Saved data entries:
Start of Block

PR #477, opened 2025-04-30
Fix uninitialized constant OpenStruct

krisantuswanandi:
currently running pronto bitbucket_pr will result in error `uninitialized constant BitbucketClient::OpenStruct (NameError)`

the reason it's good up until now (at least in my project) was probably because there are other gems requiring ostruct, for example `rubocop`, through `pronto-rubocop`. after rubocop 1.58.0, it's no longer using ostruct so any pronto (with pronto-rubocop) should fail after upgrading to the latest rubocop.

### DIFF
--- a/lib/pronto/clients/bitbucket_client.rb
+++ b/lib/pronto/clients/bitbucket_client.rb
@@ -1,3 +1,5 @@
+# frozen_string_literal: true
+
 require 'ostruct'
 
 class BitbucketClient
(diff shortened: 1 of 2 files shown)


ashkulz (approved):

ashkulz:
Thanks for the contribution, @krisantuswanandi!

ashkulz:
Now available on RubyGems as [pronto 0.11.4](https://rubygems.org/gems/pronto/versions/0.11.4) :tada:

End of Block

What the exercise asks: Where the line containing "require 'ostruct'" appears in the records above, begin there and print every line through the last, exactly and with nothing else.

Reply:
 require 'ostruct'
 
 class BitbucketClient
(diff shortened: 1 of 2 files shown)


ashkulz (approved):

ashkulz:
Thanks for the contribution, @krisantuswanandi!

ashkulz:
Now available on RubyGems as [pronto 0.11.4](https://rubygems.org/gems/pronto/versions/0.11.4) :tada:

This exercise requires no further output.